About this task => Filter the records below down to lines containing "buttons".

━━━━━ Information shown ━━━━━

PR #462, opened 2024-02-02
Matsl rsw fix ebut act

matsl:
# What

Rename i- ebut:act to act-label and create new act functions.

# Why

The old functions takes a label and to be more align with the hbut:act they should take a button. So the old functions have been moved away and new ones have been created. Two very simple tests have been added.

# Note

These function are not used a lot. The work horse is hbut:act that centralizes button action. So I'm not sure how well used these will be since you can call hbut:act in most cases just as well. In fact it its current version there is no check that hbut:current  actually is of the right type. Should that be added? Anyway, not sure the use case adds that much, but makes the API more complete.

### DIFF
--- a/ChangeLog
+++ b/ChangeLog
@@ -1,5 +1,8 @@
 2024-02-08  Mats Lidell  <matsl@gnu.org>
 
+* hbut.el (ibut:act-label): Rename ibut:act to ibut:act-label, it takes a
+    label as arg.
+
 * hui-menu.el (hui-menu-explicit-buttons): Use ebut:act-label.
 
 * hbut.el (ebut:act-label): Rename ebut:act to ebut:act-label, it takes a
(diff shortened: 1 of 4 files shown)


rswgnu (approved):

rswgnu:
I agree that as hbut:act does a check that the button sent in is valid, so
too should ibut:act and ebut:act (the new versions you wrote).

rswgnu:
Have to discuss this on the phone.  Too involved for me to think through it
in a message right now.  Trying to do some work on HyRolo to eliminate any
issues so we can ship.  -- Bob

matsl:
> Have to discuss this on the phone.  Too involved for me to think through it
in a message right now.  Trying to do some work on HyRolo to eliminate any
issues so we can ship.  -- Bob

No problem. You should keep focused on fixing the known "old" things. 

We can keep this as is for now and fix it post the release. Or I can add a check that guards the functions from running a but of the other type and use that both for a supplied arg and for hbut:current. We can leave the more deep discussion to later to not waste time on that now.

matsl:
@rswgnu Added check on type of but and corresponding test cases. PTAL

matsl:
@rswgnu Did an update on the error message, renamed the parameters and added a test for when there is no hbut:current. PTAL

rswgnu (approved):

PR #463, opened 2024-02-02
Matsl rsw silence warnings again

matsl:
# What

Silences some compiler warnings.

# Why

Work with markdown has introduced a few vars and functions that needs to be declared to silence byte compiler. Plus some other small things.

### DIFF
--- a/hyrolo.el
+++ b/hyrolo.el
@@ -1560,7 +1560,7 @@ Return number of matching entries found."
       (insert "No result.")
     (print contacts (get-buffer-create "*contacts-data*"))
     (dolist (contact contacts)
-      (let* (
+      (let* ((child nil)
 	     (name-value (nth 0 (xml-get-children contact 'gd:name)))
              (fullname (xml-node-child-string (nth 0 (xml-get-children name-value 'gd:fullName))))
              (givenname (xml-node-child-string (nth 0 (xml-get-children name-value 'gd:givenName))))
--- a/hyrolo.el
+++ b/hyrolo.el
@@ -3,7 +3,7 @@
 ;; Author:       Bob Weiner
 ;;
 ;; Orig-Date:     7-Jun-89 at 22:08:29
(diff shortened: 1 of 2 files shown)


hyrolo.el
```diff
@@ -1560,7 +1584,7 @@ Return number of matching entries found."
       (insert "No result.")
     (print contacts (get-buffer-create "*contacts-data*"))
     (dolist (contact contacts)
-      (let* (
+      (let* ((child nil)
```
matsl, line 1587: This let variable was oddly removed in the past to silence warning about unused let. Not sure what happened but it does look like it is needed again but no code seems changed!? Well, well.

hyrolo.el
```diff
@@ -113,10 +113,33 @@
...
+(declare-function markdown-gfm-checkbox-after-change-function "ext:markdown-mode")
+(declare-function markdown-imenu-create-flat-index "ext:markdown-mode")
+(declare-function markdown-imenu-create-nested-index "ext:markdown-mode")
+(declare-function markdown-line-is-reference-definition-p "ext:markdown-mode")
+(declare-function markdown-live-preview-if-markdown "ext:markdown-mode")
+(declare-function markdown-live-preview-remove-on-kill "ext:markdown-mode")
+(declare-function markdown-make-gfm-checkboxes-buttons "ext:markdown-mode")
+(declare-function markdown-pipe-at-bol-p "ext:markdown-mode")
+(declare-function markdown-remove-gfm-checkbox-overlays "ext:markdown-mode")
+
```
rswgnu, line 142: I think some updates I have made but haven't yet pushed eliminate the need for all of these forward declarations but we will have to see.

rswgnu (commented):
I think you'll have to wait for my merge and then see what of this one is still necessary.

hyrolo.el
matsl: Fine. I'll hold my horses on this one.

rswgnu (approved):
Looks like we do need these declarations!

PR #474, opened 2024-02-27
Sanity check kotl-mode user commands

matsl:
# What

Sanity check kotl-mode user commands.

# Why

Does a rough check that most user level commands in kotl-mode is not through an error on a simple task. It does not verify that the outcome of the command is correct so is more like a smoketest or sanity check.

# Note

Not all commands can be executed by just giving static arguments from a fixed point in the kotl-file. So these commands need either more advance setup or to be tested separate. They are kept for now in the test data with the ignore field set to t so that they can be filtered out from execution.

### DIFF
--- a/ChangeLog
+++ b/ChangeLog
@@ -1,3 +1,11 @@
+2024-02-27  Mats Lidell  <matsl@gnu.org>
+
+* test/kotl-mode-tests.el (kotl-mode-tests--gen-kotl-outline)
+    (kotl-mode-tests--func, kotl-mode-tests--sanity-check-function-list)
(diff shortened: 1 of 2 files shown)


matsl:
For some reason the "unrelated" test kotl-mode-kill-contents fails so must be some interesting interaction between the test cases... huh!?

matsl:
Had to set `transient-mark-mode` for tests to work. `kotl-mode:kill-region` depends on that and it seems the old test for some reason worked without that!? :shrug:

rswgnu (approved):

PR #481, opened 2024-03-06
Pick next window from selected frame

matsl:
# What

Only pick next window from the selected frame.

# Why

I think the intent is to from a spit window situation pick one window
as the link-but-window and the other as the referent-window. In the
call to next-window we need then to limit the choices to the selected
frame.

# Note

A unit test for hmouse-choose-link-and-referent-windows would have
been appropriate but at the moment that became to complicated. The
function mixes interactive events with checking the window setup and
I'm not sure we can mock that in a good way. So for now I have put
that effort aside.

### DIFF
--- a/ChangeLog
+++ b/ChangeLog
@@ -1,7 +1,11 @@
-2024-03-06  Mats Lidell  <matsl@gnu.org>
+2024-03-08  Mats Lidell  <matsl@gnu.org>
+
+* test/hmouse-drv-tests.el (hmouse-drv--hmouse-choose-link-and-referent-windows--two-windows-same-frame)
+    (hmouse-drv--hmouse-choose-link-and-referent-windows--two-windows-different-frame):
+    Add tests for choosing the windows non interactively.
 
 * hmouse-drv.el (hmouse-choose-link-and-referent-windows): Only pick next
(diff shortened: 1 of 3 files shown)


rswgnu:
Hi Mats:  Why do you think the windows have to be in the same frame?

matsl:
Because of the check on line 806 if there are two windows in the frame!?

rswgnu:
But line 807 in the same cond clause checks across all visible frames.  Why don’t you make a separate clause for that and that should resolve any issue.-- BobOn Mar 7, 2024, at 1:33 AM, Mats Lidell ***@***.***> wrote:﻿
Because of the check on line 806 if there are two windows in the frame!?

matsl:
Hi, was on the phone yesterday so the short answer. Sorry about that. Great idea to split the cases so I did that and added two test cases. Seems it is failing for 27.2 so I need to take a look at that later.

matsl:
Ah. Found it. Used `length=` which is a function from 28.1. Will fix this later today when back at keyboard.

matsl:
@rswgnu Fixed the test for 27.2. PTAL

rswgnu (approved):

━━━━━

Exercise output =>
 * hui-menu.el (hui-menu-explicit-buttons): Use ebut:act-label.
+(declare-function markdown-make-gfm-checkboxes-buttons "ext:markdown-mode")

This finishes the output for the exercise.